大阪地方裁判所は,民事執行法20条,民訴法333条の規定に基づき,上記命令を取り消して,本件申立てを却下する旨の決定をしたため,Yが,同決定に対し,執行抗告をした。原審は,Yが占有改定の方法により本件商品の引渡しを受けたとして,本件譲渡担保権につき対抗要件を具備したことを認め,上記決定を取り消して,債権差押命令を発付すべきものとした。

 

■判旨
銀行が,輸入業者の輸入する商品に関して信用状を発行し,当該商品につき譲渡担保権の設定を受けた場合において,上記輸入業者が当該商品を直接占有したことがなくても,本件事例においては,銀行は上記輸入業者から占有改定の方法によりその引渡を受けたものと解するのが相当である。

 

★コメント
本判例は,上記判旨に続き、「上記の経緯(筆者注 前記「事案の概要 (2)」のとおり)によれば,Xは本件譲渡担保権の目的物である本件商品について直接占有したことはないものの,輸入取引においては,輸入業者から委託を受けた海貨業者によって輸入商品の受領等が行われ,輸入業者が目的物を直接占有することなく転売を行うことは,一般的であったというのであり,XとYとの間においては,このような輸入取引の実情の下,Yが,信用状の発行によって補償債務を負担することとされる商品について譲渡担保権の設定を受けるに当たり,Xに対し当該商品の貸渡しを行い,その受領,通関手続,運搬及び処分等の権限を与える旨の合意がされている。
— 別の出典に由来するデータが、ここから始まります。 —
Issue #2942, opened 2023-01-01
Add support for Spring 6.x and Spring Boot 3.x


eyalkoren:
Spring 6 and Spring Boot 3 are GA, requiring us to do some changes in our instrumentations and create tests.
Following are major changes in those frameworks and the corresponding required changes in the agent:
- **Using Java 17 as their baseline** - #2936 proposes a framework to facilitate the work with Java 17 while still maintaining compatibility with Java 11 wherever applicable
- **Relying on Jakarta EE** - our Spring MVC instrumentations and much of our tests will have to adapt
- **API changes** - currently, the only known such change is the one exposed through our WebFlux instrumentation, as reported in #2935 

This issue is currently blocked on #2936. Once we know how we want our structure to facilitate Java 17 modules, we can unblock and prioritize this one.

Checklist:
- [ ] Remove [project-global version definitions](https://github.com/elastic/apm-agent-java/blob/main/pom.xml#L118-L119) 
- [ ] Adapt Spring MVC instrumentations - if all Spring class names and APIs remained the same, we may not be required to have a Java-17+ instrumentation module like we had to do with WebFlux, only adapt to use Jakarta EE APIs, for which we can hopefully reuse the [Servlet API adapters](https://github.com/elastic/apm-agent-java/tree/main/apm-agent-plugins/apm-servlet-plugin/src/main/java/co/elastic/apm/agent/servlet/adapter). 
- [ ] Duplicate/adapt WebFlux plugin test (will have to run only on Java 17+). With #2935 I was able to upgrade dependencies locally and run the tests.
- [ ] Duplicate/adapt Spring MVC plugin tests (will have to run only on Java 17+). I was able to upgrade dependencies locally and with some `javax`-->`jakarta` changes successfully run `SpringTransactionNameInstrumentationTest`.
- [ ] Adjust Spring RestTemplate tests to test multiple versions, including Spring 6.x (may require adding proper testing for `org.apache.httpcomponents.client5.httpclient5` as well). Tests mostly pass by upgrading to Spring 6 and `httpclient` to `httpclient5` 
- [ ] Add a Spring Boot 3.x integration test module
- [ ] Update supported technologies page
- [ ] Once all the above are merged, open an issue to upgrade [opbeans](https://github.com/elastic/opbeans-java/blob/main/opbeans/pom.xml#L24) to Spring Boot 3.x

JonasKunz:
[...]

PR #3094, opened 2023-04-03
Added spring 6 webmvc support

JonasKunz:
## What does this PR do?

Adds support and tests for spring 6 webmvc (Part of #2942).
We continue to test with both spring 5 and 6. The instrumentation itself did not require changes except for the `javax` -> `jakarta` package name change. The instrumentation has been adapted to rely on our existing Servlet-API adapters.

## Checklist


apm-agent-plugins/apm-spring-webmvc/apm-spring-webmvc-spring5/src/main/java/co/elastic/apm/agent/springwebmvc/Spring5ExceptionHandlerInstrumentation.java
```diff
@@ -0,0 +1,44 @@
...
+    public Constants.ServletImpl servletImpl() {
+        return Constants.ServletImpl.JAVAX;
+    }
+
+    public static class AdviceClass extends AbstractSpringExceptionHandlerInstrumentation.AdviceClass {
+
+        @Advice.OnMethodEnter(suppress = Throwable.class, inline = false)
+        public static void captureException(@Advice.Argument(0) @Nullable HttpServletRequest request,
+                                            @Advice.Argument(3) @Nullable Exception e) {
+            onEnter(JavaxServletApiAdapter.get(), request, e);
```
SylvainJuge, line 40: [minor] given the adapter is only used to set an attribute which is only a single line, we could probably make this simpler by directly calling the adapter and avoid the advice inheritance and indirection.

apm-agent-plugins/apm-spring-webmvc/apm-spring-webmvc-plugin/src/main/java/co/elastic/apm/agent/springwebmvc/Spring6ServiceNameInstrumentation.java
```diff
@@ -0,0 +1,41 @@
...
+import org.springframework.web.context.WebApplicationContext;
+
+public class Spring6ServiceNameInstrumentation extends AbstractSpringServiceNameInstrumentation {
+
+    @Override
+    public Constants.ServletImpl servletImpl() {
+        return Constants.ServletImpl.JAKARTA;
+    }
+
+    public static class AdviceClass extends AbstractSpringServiceNameInstrumentation.AdviceClass {
```
SylvainJuge, line 33: [minor] if we attempt to not use advice class inheritance, then maybe moving the `onExit` implementation directly to the adapter could be an option (or use an helper class). While the advice inheritance is definitely possible and I have nothing against it, it's not a pattern widely used, also we have to open the actual `onExit` implementation to know what it does, whereas a call to an helper class method usually have a more descriptive name.

apm-agent-plugins/apm-spring-webmvc/apm-spring-webmvc-plugin/src/test/java/co/elastic/apm/agent/springwebmvc/template/Spring6ThymeleafTest.java
```diff
@@ -0,0 +1,68 @@
...
+import org.springframework.context.annotation.Configuration;
+import org.springframework.test.context.ContextConfiguration;
+import org.springframework.web.servlet.config.annotation.EnableWebMvc;
+import org.thymeleaf.spring6.SpringTemplateEngine;
+import org.thymeleaf.spring6.templateresolver.SpringResourceTemplateResolver;
+import org.thymeleaf.spring6.view.ThymeleafViewResolver;
+
+public class Spring6ThymeleafTest extends Java17OnlyTest {
+    public Spring6ThymeleafTest() {
+        super(AbstractThymeleafTest.class);
```
SylvainJuge, line 33: Why not `Impl.class` here ?

apm-agent-plugins/apm-spring-webmvc/apm-spring-webmvc-spring5/pom.xml
```diff
@@ -0,0 +1,69 @@
...
+        <artifactId>apm-spring-webmvc</artifactId>
+        <groupId>co.elastic.apm</groupId>
+        <version>1.37.1-SNAPSHOT</version>
+    </parent>
+
+    <artifactId>apm-spring-webmvc-spring5</artifactId>
+    <name>${project.groupId}:${project.artifactId}</name>
+
+    <properties>
+        <animal.sniffer.skip>false</animal.sniffer.skip>
```
SylvainJuge, line 16: [minor] I think it's enabled by default, and most plugins that need to disable opt-out, thus setting it to `false` is probably not needed.

apm-agent-plugins/apm-spring-webmvc/apm-spring-webmvc-spring5/src/main/java/co/elastic/apm/agent/springwebmvc/ViewRenderInstrumentation.java
```diff
@@ -134,10 +133,16 @@ public ElementMatcher<? super TypeDescription> getTypeMatcher() {
 
     @Override
     public ElementMatcher<? super MethodDescription> getMethodMatcher() {
+
+        ElementMatcher.Junction<MethodDescription> javaxMatcher = takesArgument(1, named("javax.servlet.http.HttpServletRequest"))
+            .and(takesArgument(2, named("javax.servlet.http.HttpServletResponse")));
+        ElementMatcher.Junction<MethodDescription> jakartaMatcher =
+            takesArgument(1, named("jakarta.servlet.http.HttpServletRequest"))
+                .and(takesArgument(2, named("jakarta.servlet.http.HttpServletResponse")));
+
```
SylvainJuge, line 142: [minor] can we use both implementations of the servlet adapter here ?

apm-agent-plugins/apm-spring-webmvc/apm-spring-webmvc-spring5/src/main/java/co/elastic/apm/agent/springwebmvc/Spring5ExceptionHandlerInstrumentation.java
SylvainJuge: Good for me with the helper + not inline the implementation, we get the helper+method name to provide relevant naming which helps to understand once I'll have forgotten about this conversation :-).

apm-agent-plugins/apm-spring-webmvc/apm-spring-webmvc-plugin/src/main/java/co/elastic/apm/agent/springwebmvc/Spring6ServiceNameInstrumentation.java
JonasKunz: > then maybe moving the onExit implementation directly to the adapter could be an option

I would prefer to not that do that because it contains spring-specific code (the `application.name` lookup).

> While the advice inheritance is definitely possible and I have nothing against it, it's not a pattern widely used

That's true, I used our servlet-api as template here.

> whereas a call to an helper class method usually have a more descriptive name

I will switch to a static helper method here aswell.

apm-agent-plugins/apm-spring-webmvc/apm-spring-webmvc-plugin/src/test/java/co/elastic/apm/agent/springwebmvc/template/Spring6ThymeleafTest.java
JonasKunz: Good catch, that was a bug. The test didn't actually execute anything here.

apm-agent-plugins/apm-spring-webmvc/apm-spring-webmvc-spring5/pom.xml
JonasKunz: It was skipped via the parent-pom (`spring-webmc`), that's why it was reenabled here. I removed the setting from the parent and moved it to the leaf projects to make it less confusing.

SylvainJuge (approved):

JonasKunz:
> Our team are watching this PR with hawk eyes. After the merge, I assume it is now safe to ask when the artifact will be available to use.
>
> PS. We were about to go to production with our system's Spring / Java upgrade with or without Elastic APM.

@arnoe we don't have a fixed release schedule, but we still do have a few more changes in our pipeline which we want to include in the next release. Therefore, it might take a few weeks until we publish the next release.

If it is this urgent for you, you can already use the [snapshot form the PR build](https://github.com/elastic/apm-agent-java/suites/12287683160/artifacts/651056857) and upgrade to the next release as soon as it is available. This would also help us identify potential issues not uncovered by our own test prior to a release.

Normally you can also use the [snapshot from the main branch](https://github.com/elastic/apm-agent-java#snapshots) in such cases. However, the daily pipeline run failed the last time, therefore that snapshot is not up to date yet.

arnoe:
Okay, thanks @JonasKunz for clarifying the expectations on the release.

We're taking a look at the snapshot for now. Would feedback here be helpful?

arnoe:
Okay, thanks for clarifying the expectations on the release.

We'll take a look at the snapshot. Would it help if we provide feedback about the snapshot version - if so, where would you prefer to get this feedback.

JonasKunz:
> Would feedback here be helpful?

Feedback is always welcome! If you discover any issues with the spring 6 support the best place to report it would be via comments in the corresponding issue: #2942.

一方,Xの海貨業者に対する本件商品の受領等に関する委託も,本件商品の輸入につき信用状が発行され,同信用状を発行した金融機関が譲渡担保権者として本件商品の引渡しを占有改定の方法により受けることとされていることを当然の前提とするものであったといえる。そして,海貨業者は,上記の委託に基づいて本件商品を受領するなどしたものである。」したがって,Yは,輸入業者(X)から占有改定の方法により本件商品の引渡しを受けたものであり,再生手続開始の時点で対抗要件を具備しており、本件譲渡担保権を別除権として行使でき、本件譲渡担保権に基づく物上代位権の行使として、本件転売代金債権を差し押さえることができると判断している。
本判例の判例は,最高裁で判旨とされているところからすると、複雑な占有関係・契約関係の下における本件商品の占有改定の方法による引渡の有無についてのものであるが、引渡の時期を,到着港の海貨業者による本件商品受領時とするものであろう。また本件譲渡担保権に基づく物上代位権の行使として,本件転売代金債権を差し押さえることができることも明らかにしている。